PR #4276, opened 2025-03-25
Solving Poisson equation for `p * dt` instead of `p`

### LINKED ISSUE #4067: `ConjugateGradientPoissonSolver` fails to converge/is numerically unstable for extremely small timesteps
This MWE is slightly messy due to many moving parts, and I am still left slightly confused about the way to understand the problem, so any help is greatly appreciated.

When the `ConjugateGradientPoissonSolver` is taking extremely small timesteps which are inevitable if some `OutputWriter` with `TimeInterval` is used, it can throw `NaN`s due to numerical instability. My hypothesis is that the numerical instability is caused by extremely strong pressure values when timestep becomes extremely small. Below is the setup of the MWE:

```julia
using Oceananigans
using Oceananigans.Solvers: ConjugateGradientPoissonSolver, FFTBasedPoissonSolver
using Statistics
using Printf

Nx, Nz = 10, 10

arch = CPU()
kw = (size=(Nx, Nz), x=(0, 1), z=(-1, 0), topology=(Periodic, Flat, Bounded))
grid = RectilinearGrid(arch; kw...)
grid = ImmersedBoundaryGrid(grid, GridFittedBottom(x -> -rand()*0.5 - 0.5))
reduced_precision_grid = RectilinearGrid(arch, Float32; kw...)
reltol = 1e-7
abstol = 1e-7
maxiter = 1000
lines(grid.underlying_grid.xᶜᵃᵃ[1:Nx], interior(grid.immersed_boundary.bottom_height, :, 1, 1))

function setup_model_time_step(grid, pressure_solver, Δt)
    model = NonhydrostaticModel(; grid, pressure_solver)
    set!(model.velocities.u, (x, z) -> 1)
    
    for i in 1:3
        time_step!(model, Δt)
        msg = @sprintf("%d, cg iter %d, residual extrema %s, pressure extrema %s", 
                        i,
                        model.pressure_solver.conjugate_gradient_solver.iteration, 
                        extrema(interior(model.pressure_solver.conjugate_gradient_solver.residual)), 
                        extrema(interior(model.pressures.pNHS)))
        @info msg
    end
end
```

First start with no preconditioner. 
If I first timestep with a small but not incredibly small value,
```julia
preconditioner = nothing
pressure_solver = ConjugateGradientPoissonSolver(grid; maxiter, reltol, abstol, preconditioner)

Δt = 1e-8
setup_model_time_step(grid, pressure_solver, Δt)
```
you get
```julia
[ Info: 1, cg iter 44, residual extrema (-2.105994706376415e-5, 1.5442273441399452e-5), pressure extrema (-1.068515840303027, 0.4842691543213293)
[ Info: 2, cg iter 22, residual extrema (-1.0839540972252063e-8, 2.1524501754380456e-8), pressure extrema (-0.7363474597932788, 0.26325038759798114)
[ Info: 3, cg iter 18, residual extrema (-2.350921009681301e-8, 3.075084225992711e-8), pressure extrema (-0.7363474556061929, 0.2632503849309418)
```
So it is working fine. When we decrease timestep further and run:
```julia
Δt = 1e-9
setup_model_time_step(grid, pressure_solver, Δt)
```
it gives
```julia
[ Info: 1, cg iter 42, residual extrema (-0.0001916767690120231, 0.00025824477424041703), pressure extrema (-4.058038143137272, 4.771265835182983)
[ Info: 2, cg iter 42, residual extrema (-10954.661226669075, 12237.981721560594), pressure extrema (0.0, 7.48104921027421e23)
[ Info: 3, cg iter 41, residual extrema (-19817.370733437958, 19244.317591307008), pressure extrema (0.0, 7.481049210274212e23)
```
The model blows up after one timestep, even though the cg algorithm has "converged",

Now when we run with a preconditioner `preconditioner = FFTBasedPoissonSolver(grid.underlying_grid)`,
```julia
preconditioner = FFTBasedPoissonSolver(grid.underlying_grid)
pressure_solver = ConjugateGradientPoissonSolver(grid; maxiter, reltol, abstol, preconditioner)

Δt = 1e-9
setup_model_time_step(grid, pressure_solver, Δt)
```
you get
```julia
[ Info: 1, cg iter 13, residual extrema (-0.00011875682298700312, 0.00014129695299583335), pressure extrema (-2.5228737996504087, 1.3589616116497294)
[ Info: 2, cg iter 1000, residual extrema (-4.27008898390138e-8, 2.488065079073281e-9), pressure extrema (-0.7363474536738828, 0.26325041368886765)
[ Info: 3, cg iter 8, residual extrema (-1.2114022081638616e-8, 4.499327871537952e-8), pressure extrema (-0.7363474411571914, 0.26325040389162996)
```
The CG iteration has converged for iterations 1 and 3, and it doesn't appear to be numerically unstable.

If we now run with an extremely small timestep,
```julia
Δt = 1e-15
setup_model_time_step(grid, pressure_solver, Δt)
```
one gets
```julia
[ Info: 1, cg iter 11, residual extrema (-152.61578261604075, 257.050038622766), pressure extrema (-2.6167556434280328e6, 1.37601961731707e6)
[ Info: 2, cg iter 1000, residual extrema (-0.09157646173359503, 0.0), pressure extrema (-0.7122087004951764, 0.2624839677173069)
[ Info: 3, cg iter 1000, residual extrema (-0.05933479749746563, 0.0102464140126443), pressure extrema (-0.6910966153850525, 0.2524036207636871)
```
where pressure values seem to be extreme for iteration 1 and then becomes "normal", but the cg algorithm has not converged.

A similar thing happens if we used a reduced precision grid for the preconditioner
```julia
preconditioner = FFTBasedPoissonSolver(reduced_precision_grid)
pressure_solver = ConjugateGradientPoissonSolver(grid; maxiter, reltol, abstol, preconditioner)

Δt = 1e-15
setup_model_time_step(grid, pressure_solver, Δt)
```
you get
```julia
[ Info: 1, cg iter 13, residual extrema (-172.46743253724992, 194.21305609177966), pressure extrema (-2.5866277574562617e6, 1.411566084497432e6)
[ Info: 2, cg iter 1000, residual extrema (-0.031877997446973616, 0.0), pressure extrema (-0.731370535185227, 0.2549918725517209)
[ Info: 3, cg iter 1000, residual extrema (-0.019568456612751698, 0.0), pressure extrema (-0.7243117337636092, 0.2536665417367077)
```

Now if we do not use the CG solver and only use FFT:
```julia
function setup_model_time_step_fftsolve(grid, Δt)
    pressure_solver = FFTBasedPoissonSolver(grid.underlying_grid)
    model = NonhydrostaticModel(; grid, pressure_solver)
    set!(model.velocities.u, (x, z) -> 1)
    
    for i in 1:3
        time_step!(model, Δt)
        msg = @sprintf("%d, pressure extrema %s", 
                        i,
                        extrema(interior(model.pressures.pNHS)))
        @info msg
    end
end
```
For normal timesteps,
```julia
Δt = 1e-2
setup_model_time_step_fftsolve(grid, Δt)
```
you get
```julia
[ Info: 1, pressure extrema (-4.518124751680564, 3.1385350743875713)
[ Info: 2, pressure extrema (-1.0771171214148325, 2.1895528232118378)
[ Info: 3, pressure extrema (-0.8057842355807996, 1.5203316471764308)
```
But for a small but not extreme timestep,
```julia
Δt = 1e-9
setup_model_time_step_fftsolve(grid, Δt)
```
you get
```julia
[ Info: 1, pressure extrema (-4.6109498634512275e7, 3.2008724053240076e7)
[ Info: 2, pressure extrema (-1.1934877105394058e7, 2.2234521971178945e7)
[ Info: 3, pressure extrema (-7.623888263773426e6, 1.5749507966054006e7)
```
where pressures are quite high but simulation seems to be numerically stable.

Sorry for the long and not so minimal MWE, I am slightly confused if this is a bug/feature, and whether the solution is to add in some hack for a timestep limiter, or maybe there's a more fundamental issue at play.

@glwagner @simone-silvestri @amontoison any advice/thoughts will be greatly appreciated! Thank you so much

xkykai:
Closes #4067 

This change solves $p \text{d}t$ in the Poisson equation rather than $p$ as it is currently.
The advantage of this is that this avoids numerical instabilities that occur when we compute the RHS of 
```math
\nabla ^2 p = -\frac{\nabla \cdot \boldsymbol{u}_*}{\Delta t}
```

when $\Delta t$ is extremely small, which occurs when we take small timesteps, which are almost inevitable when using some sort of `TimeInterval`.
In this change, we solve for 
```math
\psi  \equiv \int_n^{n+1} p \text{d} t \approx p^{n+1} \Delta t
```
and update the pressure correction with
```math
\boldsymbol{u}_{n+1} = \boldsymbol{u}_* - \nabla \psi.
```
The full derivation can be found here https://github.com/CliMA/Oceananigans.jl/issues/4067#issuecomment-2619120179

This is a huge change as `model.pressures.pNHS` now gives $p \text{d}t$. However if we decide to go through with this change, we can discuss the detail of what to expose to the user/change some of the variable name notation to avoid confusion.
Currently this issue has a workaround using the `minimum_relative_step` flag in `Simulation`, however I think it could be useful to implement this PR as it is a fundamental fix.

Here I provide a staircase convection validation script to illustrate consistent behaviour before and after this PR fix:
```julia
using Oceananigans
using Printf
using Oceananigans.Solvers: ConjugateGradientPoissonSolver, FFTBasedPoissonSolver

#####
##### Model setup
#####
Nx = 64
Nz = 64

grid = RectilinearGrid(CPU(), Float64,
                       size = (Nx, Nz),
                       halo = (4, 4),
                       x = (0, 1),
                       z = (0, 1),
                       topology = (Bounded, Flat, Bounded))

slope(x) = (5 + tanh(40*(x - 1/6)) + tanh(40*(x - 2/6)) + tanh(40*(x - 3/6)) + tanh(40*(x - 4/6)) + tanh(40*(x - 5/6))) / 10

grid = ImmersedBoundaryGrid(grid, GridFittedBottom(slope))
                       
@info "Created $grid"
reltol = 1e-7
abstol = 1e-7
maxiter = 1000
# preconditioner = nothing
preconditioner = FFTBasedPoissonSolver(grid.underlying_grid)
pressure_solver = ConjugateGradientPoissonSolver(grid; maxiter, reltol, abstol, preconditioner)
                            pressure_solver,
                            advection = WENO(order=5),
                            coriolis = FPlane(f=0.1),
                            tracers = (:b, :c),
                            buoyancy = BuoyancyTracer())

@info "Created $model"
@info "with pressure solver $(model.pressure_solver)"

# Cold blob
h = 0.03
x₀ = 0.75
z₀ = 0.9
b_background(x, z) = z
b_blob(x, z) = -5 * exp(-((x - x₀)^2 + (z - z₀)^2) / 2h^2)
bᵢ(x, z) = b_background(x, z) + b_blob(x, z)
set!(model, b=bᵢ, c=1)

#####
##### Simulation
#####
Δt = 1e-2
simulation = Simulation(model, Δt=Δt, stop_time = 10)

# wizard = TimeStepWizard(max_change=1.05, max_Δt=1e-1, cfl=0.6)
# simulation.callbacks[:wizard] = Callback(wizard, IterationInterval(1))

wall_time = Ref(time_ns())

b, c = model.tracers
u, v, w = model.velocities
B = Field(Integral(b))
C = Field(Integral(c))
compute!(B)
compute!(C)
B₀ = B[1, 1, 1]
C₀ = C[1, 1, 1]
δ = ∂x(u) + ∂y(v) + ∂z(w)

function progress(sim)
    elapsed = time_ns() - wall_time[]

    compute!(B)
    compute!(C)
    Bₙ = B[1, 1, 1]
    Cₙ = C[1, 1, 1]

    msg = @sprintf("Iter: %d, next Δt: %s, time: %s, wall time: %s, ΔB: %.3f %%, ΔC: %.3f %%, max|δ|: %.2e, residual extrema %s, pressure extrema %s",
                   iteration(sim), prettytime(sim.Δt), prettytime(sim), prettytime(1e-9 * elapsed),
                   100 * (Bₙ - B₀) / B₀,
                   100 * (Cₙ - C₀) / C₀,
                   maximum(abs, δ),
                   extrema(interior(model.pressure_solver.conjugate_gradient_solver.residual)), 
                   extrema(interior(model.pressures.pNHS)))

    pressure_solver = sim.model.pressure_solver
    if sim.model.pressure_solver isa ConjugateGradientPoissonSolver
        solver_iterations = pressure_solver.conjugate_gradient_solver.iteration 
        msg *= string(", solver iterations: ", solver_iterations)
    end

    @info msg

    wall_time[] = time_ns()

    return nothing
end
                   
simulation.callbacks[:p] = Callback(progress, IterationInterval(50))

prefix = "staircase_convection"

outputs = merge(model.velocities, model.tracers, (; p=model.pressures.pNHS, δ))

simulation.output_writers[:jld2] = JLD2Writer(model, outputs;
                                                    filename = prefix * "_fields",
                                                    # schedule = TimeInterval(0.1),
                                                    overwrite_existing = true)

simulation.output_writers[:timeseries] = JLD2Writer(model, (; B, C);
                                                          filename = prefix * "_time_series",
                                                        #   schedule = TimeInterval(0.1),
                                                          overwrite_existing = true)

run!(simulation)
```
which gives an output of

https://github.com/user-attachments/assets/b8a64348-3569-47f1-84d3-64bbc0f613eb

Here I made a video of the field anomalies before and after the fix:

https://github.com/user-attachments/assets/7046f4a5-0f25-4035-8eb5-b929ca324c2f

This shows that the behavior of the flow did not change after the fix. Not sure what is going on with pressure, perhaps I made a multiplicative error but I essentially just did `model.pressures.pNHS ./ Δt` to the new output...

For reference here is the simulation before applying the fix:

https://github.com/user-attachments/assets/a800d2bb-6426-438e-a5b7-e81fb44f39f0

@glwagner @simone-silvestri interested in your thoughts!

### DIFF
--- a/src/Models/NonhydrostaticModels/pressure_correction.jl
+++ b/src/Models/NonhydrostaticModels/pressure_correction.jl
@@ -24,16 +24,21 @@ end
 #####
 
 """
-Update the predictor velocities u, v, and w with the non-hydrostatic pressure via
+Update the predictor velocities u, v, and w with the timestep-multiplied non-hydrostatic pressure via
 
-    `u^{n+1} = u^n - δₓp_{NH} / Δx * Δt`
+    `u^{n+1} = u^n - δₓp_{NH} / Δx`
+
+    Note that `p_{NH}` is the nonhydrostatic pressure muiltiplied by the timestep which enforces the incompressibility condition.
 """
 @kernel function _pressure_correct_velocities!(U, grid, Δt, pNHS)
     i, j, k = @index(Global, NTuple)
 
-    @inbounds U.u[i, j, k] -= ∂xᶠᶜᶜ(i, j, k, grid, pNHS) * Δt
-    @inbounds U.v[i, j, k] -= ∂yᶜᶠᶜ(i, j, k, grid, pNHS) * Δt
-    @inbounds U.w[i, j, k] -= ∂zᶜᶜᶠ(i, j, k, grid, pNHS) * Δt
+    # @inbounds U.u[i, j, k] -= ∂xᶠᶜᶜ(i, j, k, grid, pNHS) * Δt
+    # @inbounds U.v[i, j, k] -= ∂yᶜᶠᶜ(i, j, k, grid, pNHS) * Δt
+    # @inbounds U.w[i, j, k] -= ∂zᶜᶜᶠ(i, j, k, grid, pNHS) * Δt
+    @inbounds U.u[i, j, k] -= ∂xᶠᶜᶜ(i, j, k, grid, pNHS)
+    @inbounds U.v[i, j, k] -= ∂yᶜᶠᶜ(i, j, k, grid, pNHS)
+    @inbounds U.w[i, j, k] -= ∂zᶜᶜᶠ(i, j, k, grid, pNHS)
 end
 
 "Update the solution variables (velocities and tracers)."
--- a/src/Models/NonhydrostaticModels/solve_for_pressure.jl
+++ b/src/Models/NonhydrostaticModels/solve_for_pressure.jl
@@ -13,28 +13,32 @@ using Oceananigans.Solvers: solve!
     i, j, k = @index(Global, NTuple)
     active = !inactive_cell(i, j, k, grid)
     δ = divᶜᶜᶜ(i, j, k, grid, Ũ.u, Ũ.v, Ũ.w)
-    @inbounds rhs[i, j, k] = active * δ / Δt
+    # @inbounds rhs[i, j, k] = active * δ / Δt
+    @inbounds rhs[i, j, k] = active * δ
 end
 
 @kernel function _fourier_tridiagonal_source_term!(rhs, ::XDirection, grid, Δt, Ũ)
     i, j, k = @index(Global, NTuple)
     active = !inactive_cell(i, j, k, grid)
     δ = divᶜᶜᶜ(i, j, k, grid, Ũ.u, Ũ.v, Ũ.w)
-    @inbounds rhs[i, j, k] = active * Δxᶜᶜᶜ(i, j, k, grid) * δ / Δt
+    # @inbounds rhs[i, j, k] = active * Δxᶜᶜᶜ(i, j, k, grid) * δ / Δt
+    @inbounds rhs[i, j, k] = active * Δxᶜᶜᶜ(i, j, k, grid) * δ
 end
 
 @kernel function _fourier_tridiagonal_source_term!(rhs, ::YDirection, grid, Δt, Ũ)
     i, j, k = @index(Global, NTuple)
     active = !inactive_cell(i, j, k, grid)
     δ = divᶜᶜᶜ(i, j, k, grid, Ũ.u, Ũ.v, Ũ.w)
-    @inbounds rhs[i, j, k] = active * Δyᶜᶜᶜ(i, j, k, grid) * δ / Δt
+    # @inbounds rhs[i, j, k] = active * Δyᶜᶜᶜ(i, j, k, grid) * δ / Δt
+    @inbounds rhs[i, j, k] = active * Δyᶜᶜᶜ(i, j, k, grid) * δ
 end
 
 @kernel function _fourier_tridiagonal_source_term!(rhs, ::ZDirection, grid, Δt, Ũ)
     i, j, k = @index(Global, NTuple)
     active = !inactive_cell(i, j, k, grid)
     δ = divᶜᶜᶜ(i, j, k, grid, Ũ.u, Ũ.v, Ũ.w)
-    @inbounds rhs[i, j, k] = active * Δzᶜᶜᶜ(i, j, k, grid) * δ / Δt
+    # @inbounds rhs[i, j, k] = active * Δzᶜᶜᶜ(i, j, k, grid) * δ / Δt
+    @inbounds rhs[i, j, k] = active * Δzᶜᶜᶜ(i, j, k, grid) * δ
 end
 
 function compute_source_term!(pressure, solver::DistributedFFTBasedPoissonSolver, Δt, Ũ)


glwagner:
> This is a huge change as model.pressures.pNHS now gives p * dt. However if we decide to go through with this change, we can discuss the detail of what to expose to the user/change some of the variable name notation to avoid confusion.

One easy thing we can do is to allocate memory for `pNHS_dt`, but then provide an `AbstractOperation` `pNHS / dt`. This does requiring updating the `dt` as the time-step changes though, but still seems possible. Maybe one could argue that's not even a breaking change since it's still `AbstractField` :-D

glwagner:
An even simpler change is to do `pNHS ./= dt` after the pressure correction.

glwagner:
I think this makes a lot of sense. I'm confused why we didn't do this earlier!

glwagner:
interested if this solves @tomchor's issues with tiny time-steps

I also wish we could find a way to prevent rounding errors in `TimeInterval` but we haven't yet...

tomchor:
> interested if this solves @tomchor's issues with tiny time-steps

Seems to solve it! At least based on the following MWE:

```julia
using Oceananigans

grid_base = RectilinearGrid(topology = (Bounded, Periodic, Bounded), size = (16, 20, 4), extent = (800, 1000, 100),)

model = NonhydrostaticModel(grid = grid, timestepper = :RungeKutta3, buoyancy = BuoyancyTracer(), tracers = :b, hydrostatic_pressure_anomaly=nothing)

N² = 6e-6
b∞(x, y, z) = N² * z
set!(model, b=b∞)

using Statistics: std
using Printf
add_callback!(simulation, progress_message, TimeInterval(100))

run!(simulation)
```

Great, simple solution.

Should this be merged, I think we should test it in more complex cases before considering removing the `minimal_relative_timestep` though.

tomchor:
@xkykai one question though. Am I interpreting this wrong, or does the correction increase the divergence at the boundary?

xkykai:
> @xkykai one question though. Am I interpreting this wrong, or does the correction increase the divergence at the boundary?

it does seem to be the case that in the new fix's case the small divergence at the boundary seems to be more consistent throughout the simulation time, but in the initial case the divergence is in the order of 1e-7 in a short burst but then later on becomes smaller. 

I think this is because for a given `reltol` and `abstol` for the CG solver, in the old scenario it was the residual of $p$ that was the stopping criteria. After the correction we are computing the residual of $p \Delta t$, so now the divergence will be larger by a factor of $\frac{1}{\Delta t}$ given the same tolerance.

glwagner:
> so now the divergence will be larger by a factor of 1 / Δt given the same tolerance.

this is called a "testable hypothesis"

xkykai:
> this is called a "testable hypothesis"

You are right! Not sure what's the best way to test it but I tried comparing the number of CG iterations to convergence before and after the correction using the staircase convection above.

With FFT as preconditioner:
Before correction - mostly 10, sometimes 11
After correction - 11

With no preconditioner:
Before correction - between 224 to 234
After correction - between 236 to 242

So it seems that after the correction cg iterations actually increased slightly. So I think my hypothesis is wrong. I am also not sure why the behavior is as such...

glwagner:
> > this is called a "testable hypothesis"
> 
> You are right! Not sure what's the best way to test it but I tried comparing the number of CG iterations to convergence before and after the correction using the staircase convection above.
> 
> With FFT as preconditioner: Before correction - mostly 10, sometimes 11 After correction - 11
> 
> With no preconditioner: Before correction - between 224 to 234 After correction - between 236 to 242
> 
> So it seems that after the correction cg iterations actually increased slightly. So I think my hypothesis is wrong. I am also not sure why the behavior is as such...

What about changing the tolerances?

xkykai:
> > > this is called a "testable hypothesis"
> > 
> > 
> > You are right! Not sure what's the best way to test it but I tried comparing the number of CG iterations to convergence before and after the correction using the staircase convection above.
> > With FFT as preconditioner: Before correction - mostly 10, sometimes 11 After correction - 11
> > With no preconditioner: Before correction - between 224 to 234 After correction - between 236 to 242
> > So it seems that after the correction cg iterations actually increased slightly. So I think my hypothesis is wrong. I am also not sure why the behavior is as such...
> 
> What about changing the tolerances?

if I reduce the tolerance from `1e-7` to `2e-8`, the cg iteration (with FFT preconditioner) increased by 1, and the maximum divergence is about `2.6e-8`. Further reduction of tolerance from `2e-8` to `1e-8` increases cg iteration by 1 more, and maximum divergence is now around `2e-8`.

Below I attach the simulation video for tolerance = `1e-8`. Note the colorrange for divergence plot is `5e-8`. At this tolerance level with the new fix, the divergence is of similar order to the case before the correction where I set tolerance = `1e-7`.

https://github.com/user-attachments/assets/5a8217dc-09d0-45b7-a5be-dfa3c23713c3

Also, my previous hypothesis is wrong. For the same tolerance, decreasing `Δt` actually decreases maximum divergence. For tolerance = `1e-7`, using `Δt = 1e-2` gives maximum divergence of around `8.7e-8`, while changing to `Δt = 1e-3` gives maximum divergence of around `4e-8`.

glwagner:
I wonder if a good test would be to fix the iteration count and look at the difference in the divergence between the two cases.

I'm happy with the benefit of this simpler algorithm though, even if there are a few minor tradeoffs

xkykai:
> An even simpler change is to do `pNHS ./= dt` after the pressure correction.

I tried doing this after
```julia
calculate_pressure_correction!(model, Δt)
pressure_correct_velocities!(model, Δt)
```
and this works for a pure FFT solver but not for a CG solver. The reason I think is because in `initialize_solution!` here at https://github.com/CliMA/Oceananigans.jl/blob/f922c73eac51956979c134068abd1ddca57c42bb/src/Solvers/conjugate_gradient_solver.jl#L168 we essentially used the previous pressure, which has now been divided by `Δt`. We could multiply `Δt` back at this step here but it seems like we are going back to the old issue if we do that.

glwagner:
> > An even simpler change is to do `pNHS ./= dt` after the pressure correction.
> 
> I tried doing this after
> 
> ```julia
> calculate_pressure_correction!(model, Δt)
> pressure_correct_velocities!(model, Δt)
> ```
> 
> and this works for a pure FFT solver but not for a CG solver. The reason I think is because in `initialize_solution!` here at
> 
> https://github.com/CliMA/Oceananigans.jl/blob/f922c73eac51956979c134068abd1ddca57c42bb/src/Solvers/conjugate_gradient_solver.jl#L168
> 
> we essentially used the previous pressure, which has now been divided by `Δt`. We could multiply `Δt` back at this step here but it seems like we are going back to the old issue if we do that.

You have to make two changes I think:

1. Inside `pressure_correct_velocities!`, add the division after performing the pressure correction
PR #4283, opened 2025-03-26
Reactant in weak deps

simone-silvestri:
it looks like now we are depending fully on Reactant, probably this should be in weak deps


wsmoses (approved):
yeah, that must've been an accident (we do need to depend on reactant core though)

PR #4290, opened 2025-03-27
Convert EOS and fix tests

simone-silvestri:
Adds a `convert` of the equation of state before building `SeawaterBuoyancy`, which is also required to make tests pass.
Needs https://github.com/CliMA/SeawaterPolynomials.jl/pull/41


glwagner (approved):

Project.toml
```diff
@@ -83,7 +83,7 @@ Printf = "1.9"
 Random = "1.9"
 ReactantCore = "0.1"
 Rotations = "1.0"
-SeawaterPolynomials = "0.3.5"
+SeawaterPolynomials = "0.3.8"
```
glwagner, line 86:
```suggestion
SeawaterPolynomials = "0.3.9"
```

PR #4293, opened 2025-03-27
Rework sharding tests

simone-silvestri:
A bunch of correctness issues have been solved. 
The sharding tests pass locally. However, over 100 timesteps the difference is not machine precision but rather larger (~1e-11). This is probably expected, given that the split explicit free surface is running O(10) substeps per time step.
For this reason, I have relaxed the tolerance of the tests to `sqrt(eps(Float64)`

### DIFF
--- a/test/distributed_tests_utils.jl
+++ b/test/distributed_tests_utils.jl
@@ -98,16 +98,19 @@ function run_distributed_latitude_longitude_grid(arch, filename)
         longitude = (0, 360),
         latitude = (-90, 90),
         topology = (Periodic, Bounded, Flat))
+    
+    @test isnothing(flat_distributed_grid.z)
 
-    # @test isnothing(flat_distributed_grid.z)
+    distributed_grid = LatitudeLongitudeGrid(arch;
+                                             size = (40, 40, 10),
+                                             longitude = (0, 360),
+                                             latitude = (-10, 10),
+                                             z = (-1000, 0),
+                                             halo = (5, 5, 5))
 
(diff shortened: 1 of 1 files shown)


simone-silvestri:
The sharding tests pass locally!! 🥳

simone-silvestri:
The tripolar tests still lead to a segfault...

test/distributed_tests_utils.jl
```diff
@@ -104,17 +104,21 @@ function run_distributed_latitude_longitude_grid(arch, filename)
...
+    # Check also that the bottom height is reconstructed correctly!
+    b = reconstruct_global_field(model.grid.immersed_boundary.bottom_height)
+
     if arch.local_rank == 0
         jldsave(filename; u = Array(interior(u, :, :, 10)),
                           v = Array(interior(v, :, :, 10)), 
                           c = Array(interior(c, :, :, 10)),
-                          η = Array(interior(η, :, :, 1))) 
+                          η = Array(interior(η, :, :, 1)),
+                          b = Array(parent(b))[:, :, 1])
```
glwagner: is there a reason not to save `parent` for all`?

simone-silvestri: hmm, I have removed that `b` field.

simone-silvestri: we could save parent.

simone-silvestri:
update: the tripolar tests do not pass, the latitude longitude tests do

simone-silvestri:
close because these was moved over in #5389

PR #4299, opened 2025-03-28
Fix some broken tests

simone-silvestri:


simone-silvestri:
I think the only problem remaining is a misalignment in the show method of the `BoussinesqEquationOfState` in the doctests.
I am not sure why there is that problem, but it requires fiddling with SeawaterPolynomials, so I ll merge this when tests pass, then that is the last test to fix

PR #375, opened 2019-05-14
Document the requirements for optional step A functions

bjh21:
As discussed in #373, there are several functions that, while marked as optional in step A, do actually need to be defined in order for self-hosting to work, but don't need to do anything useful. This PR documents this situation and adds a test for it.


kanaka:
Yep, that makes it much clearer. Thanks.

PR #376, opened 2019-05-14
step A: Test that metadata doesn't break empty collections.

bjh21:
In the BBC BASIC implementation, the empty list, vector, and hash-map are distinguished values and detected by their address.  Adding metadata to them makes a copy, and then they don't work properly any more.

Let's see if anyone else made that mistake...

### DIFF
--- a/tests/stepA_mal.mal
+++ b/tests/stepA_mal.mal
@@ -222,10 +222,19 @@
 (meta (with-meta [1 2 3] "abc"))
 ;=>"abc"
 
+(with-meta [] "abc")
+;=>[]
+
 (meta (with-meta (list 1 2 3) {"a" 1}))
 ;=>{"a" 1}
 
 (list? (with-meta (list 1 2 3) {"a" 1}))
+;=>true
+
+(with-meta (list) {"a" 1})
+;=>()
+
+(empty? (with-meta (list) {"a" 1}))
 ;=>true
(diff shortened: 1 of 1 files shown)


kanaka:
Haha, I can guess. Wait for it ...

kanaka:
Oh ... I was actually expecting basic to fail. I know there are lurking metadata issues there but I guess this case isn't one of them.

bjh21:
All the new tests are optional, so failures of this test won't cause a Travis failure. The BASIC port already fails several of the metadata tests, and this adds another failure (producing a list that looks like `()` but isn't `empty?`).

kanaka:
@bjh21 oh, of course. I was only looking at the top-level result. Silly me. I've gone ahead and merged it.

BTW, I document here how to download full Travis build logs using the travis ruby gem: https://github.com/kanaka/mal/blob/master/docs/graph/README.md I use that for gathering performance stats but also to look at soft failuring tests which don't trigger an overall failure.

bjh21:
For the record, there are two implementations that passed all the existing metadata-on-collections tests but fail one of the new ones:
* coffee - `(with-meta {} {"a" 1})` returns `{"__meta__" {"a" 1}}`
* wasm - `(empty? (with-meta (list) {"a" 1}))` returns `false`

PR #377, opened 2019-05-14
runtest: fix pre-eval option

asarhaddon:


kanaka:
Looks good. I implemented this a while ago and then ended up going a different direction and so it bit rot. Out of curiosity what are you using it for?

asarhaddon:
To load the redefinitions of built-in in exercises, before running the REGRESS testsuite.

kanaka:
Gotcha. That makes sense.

> [Problem details] As listed above, the lines from the line with "The sharding tests pass locally!! 🥳" to the line with "I think the" are to be echoed exactly, with both ends included and nothing added.

> [Answer to the exercise]
The sharding tests pass locally!! 🥳

simone-silvestri:
The tripolar tests still lead to a segfault...

test/distributed_tests_utils.jl
```diff
@@ -104,17 +104,21 @@ function run_distributed_latitude_longitude_grid(arch, filename)
...
+    # Check also that the bottom height is reconstructed correctly!
+    b = reconstruct_global_field(model.grid.immersed_boundary.bottom_height)
+
     if arch.local_rank == 0
         jldsave(filename; u = Array(interior(u, :, :, 10)),
                           v = Array(interior(v, :, :, 10)), 
                           c = Array(interior(c, :, :, 10)),
-                          η = Array(interior(η, :, :, 1))) 
+                          η = Array(interior(η, :, :, 1)),
+                          b = Array(parent(b))[:, :, 1])
```
glwagner: is there a reason not to save `parent` for all`?

simone-silvestri: hmm, I have removed that `b` field.

simone-silvestri: we could save parent.

simone-silvestri:
update: the tripolar tests do not pass, the latitude longitude tests do

simone-silvestri:
close because these was moved over in #5389

PR #4299, opened 2025-03-28
Fix some broken tests

simone-silvestri:


simone-silvestri:
I think the only problem remaining is a misalignment in the show method of the `BoussinesqEquationOfState` in the doctests.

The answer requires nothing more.